Class BisectingKMeansModel

Object
org.apache.spark.mllib.clustering.BisectingKMeansModel
All Implemented Interfaces:
Serializable, org.apache.spark.internal.Logging, Saveable

public class BisectingKMeansModel extends Object implements Serializable, Saveable, org.apache.spark.internal.Logging
Clustering model produced by BisectingKMeans. The prediction is done level-by-level from the root node to a leaf node, and at each node among its children the closest to the input point is selected.
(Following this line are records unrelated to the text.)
PR #900, opened 2023-09-01
Do not delete interaction when finishing

dbauszus-glx:
The `mapview.interaction` is assigned after the current interaction is finished, `mapview.interaction?.finish()`

The finish method can call a callback prior to deleting the current interaction.

If the callback method were to enable the highlight interaction this would cause an issue.

The highlight interaction would be enabled and immediately deleted once the callback execution finished and the event loop jumps back into the finish method, deleting now the current highlight interaction and not itself.

The interaction must not be deleted. This is legacy logic from a time where we (object) assigned the interaction and it's parameter argument on initialisation. The interaction is now set with the params argument spread in.


RobAndrewHurst (approved):
Nice! I am happy with this!

PR #903, opened 2023-09-01
Set source to null on vector reload with features === null

dbauszus-glx:
The vector layer source will remain unchanged if a single feature is deleted. The vector layer reload will return null and the setSource method will return with the single feature remaining in the layer source.


simon-leech (approved):
This fixes the described bug when deleting the only location in a layer - happy to merge!

PR #904, opened 2023-09-04
Roles Check

simon-leech:
I noticed that with the previous logic around layer.roles merging, if the user has a single role found in the roles object, then the method loops through all roles in the layer.roles object and merges everything. 
This is incorrect, it should only merge the relevant roles object. 
I have refactored the roles to hopefully make it a little more readable, and this should fix the described issue. 

Please note, i've left the console logs in for testing - but we need to remember to remove as a final commit when we are happy!

### DIFF
--- a/lib/layer/decorate.mjs
+++ b/lib/layer/decorate.mjs
@@ -1,8 +1,8 @@
 export default async layer => {
-  
+
   // Decorate layer format methods.
   await mapp.layer.formats[layer.format](layer);
-  
+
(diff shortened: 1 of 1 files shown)


dbauszus-glx (approved):
Looks good. I renamed roleName to negatedRole to make this more clear and removed the logs.

RobAndrewHurst (approved):
Nice! 

Happy with the logic we added, so that its understood by all :)

PR #905, opened 2023-09-05
Ensure that the draw callback exists.

dbauszus-glx:
This is to ensure that it is possible to add role based editing when there is no drawing method defined otherwise.


RobAndrewHurst (approved):

simon-leech (commented):
All good - fixes the issue!

RobAndrewHurst (approved):

simon-leech (approved):

PR #909, opened 2023-09-08
Allow for empty roles update

dbauszus-glx:
It must be possible to set the roles value to an empty array (remove all roles).

The cellEdited method rolesEdit in the user admin view should check whether the value has changed before sending an update request.


simon-leech (approved):
Fixes the described bug!

RobAndrewHurst (approved):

param: root the root node of the clustering tree

See Also:
  • Nested Class Summary

    Nested Classes
    Modifier and Type
    Class
    Description
    static class 
     
    static class 
     
    static class 
     

    Nested classes/interfaces inherited from interface org.apache.spark.internal.Logging

    org.apache.spark.internal.Logging.LogStringContext, org.apache.spark.internal.Logging.SparkShellLoggingFilter
  • Constructor Summary

    Constructors
    Constructor
    Description
    BisectingKMeansModel(org.apache.spark.mllib.clustering.ClusteringTreeNode root)
     
  • Method Summary

    Modifier and Type
    Method
    Description
    Leaf cluster centers.
    double
    Java-friendly version of computeCost().
    double
    Computes the squared distance between the input point and the cluster center it belongs to.
    double
    Computes the sum of squared distances between the input points and their corresponding cluster centers.
     
    int
    k()
     
     
    Java-friendly version of predict().
    int
    predict(Vector point)
    Predicts the index of the cluster that the input point belongs to.
    predict(RDD<Vector> points)
    Predicts the indices of the clusters that the input points belong to.
    void
    Save this model to the given path.
    double
     

    Methods inherited from class java.lang.Object

    equals, getClass, hashCode, notify, notifyAll, toString, wait, wait, wait

    Methods inherited from interface org.apache.spark.internal.Logging

    initializeForcefully, initializeLogIfNecessary, initializeLogIfNecessary, initializeLogIfNecessary$default$2, isTraceEnabled, log, logDebug, logDebug, logDebug, logDebug, logError, logError, logError, logError, logInfo, logInfo, logInfo, logInfo, logName, LogStringContext, logTrace, logTrace, logTrace, logTrace, logWarning, logWarning, logWarning, logWarning, org$apache$spark$internal$Logging$$log_, org$apache$spark$internal$Logging$$log__$eq, withLogContext
  • Constructor Details

    • BisectingKMeansModel

      public BisectingKMeansModel(org.apache.spark.mllib.clustering.ClusteringTreeNode root)
  • Method Details

    • load

      public static BisectingKMeansModel load(SparkContext sc, String path)
    • distanceMeasure

      public String distanceMeasure()
    • trainingCost

      public double trainingCost()
    • clusterCenters

      public Vector[] clusterCenters()
      Leaf cluster centers.
      Returns:
      (undocumented)
    • k

      public int k()
    • predict

      public int predict(Vector point)
      Predicts the index of the cluster that the input point belongs to.
      Parameters:
      point - (undocumented)
      Returns:
      (undocumented)
    • predict

      public RDD<Object> predict(RDD<Vector> points)
      Predicts the indices of the clusters that the input points belong to.
      Parameters:
      points - (undocumented)
      Returns:
      (undocumented)
    • predict

      public JavaRDD<Integer> predict(JavaRDD<Vector> points)
      Java-friendly version of predict().
      Parameters:
      points - (undocumented)
      Returns:
      (undocumented)
    • computeCost

      public double computeCost(Vector point)
      Computes the squared distance between the input point and the cluster center it belongs to.
      Parameters:
      point - (undocumented)
      Returns:
      (undocumented)
    • computeCost

      public double computeCost(RDD<Vector> data)
      Computes the sum of squared distances between the input points and their corresponding cluster centers.
      Parameters:
      data - (undocumented)
      Returns:
      (undocumented)
    • computeCost

      public double computeCost(JavaRDD<Vector> data)
      Java-friendly version of computeCost().
      Parameters:
      data - (undocumented)
      Returns:
      (undocumented)
    • save

      public void save(SparkContext sc, String path)
      Description copied from interface: Saveable
      Save this model to the given path.

      This saves: - human-readable (JSON) model metadata to path/metadata/ - Parquet formatted data to path/data/

      The model may be loaded using Loader.load.

      Specified by:
      save in interface Saveable
      Parameters:
      sc - Spark context used to save model data.
      path - Path specifying the directory in which to save this model. If the directory already exists, this method throws an exception.